Chi-Square Tests

Overview

Chi-square tests are used for categorical data to test goodness-of-fit (single variable) and independence (two variables).

Test Statistic

$$\chi^2 = \sum \frac{(O - E)^2}{E}$$

Where:

• $O$ = observed frequency
• $E$ = expected frequency

Goodness-of-Fit Test

Tests whether observed frequencies match expected frequencies.

Hypotheses

• $H_0$: The data follows the specified distribution
• $H_1$: The data does not follow the specified distribution

Expected Frequencies

$$E = n \times p$$

Where $n$ = total observations, $p$ = hypothesized proportion

Degrees of Freedom

$$df = k - 1$$

Where $k$ = number of categories

Test of Independence

Tests whether two categorical variables are associated.

Hypotheses

• $H_0$: The variables are independent
• $H_1$: The variables are associated (dependent)

Expected Frequencies

$$E = \frac{\text{Row Total} \times \text{Column Total}}{\text{Grand Total}}$$

Degrees of Freedom

$$df = (r - 1)(c - 1)$$

Where $r$ = rows, $c$ = columns

Conditions

1. Random sampling
2. Independent observations
3. Expected frequencies $\geq 5$ (all cells)

Examples

Example 1: Goodness-of-Fit

Testing if a die is fair (600 rolls):

Face	1	2	3	4	5	6
$O$	92	108	97	103	88	112
$E$	100	100	100	100	100	100

$$\chi^2 = \frac{(92-100)^2}{100} + \frac{(108-100)^2}{100} + \frac{(97-100)^2}{100} + \frac{(103-100)^2}{100} + \frac{(88-100)^2}{100} + \frac{(112-100)^2}{100}$$ $$= 0.64 + 0.64 + 0.09 + 0.09 + 1.44 + 1.44 = 4.34$$ $$df = 6 - 1 = 5, \quad \chi^2_{\text{crit}} (\alpha=0.05) = 11.07$$ $$4.34 < 11.07 \Rightarrow \text{Fail to reject } H_0$$

The die appears fair.

Example 2: Test of Independence

Survey: Gender vs Product Preference (300 people)
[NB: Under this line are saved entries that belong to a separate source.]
PR #591, opened 2021-05-12
Provide guidance about the loginCustomerId format

akshayagarwal:
The loginCustomerId, if applicable, needs to be specified without dashes, just like the linkedCustomerId. However, while the comment before linkedCustomerId specifies this requirement, the same was not specified before the loginCustomerId. This usually results in a INVALID_LOGIN_CUSTOMER_ID error, without specifying how to remediate the same. Hence, adding guidance about the proper format for the loginCustomerId would be very helpful.


PierrickVoulet (approved):

fiboknacky (approved):

PierrickVoulet:
Thank you for contributing @akshayagarwal !

PR #635, opened 2021-07-29
allow monolog >=1.26

n-gibs:
My org uses Symfony 4.4, which is a long term service release. Currently, google-ads-php >=v7 only allows monolog >=2.0, which is a conflict with Symfony 4.4. With  google-ads-php v6 sunsetting in about a month, we need v8 to allow monolog >=1.26 which is what Symfony 4.4 is locked at. If you want to support Symfony 4.4, this change will need to be made. Thank you.

### DIFF
--- a/composer.json
+++ b/composer.json
@@ -7,7 +7,7 @@
     "google/gax": "^1.7.0",
     "grpc/grpc": "^1.36.0",
     "google/protobuf": "^3.17.1",
-    "monolog/monolog": "^2.0 || >=1.26.0"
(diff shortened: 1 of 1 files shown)


n-gibs:
@googlebot I signed it!

PierrickVoulet:
Thank you for raising the concern @n-gibs and for the pull request.

Additional context: Symfony 4.4 will be deprecated in years (see [schedule](https://symfony.com/releases)).

PierrickVoulet (approved):

fiboknacky (approved):

PR #643, opened 2021-09-02
Add library name and version in header

PierrickVoulet:


src/Google/Ads/GoogleAds/Constants.php
```diff
@@ -0,0 +1,31 @@
...
+
+namespace Google\Ads\GoogleAds;
+
+/**
+ * Class to store constants and default values of the library.
+ */
+class Constants
+{
+    // The library name to use in Google's request headers.
+    public const NAME = 'gccl';
```
fiboknacky, line 27: Can we use LIBRARY_NAME here? It's not clear from when it's used (`Constants::NAME`) that this is a library name.

PierrickVoulet: Good point. I did change `VERSION` as well.

fiboknacky (approved):

PR #649, opened 2021-09-15
Fixes #613

### LINKED ISSUE #613: Revert #533 when protocolbuffers/protobuf#8720 is released
#533 was merged to mitigate a log spam issue introduced in newer versions of Protobuf, see #540. It should be reverted as so that warnings are logged again when running unit tests.

PierrickVoulet:
Reverts #533.

### DIFF
--- a/composer.json
+++ b/composer.json
@@ -6,7 +6,7 @@
     "php": ">=7.3",
     "google/gax": "^1.7.0",
     "grpc/grpc": "^1.36.0",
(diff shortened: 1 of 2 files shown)


fiboknacky (changes requested):
To really fix this issue, I think we should also update the version of protobuf in `composer.json` to point to v3.18.0 too.

fiboknacky (approved):

PR #652, opened 2021-09-17
Fixes #613 (#649)

### LINKED ISSUE #613: Revert #533 when protocolbuffers/protobuf#8720 is released

PierrickVoulet:
* Fixes #613

Reverts #533.

* Upgrade protobuf version constraint to avoid log spamming issue

Change-Id: If747c7cfb612f44c9abd9212a1d5e3284d3cb223

Co-authored-by: pierrick <pierrick@google.com>

### DIFF
--- a/composer.json
+++ b/composer.json
@@ -6,7 +6,7 @@
     "php": ">=7.3",
     "google/gax": "^1.7.0",
     "grpc/grpc": "^1.36.0",
-    "google/protobuf": "^3.17.1",
+    "google/protobuf": "^3.18.0",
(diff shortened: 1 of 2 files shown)


PierrickVoulet:
Note: The Kokoro build failure is not due to this change but the edition from `master` to `main`. The job that fails is a QA job and I am working on a fix, please disregard.

fiboknacky (approved):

	Product A	Product B	Product C	Total
Male	50	40	60	150
Female	30	50	70	150
Total	80	90	130	300

Expected values:

$$E(\text{Male, A}) = \frac{150 \times 80}{300} = 40$$ $$E(\text{Male, B}) = \frac{150 \times 90}{300} = 45$$ $$E(\text{Male, C}) = \frac{150 \times 130}{300} = 65$$

And similarly for Female row.

$$\chi^2 = \frac{(50-40)^2}{40} + \frac{(40-45)^2}{45} + \frac{(60-65)^2}{65} + \frac{(30-40)^2}{40} + \frac{(50-45)^2}{45} + \frac{(70-65)^2}{65}$$ $$= 2.5 + 0.56 + 0.38 + 2.5 + 0.56 + 0.38 = 6.88$$ $$df = (2-1)(3-1) = 2, \quad \chi^2_{\text{crit}} (\alpha=0.05) = 5.99$$ $$6.88 > 5.99 \Rightarrow \text{Reject } H_0$$

Gender and product preference are associated.

Example 3: Homogeneity Test

Same calculation as independence, but tests if distributions are the same across groups.

Interpretation

For Goodness-of-Fit

• Large $\chi^2$ → Poor fit → Reject $H_0$
• Small $\chi^2$ → Good fit → Fail to reject $H_0$

For Independence

• Large $\chi^2$ → Variables are associated
• Small $\chi^2$ → Variables appear independent

Effect Size: Cramér's V

For test of independence:

$$V = \sqrt{\frac{\chi^2}{n \times \min(r-1, c-1)}}$$

$V$	Interpretation
0.1	Small
0.3	Medium
0.5	Large

Yates' Correction

For 2×2 tables:

$$\chi^2 = \sum \frac{(\lvert O - E \rvert - 0.5)^2}{E}$$

Reduces Type I error for small samples.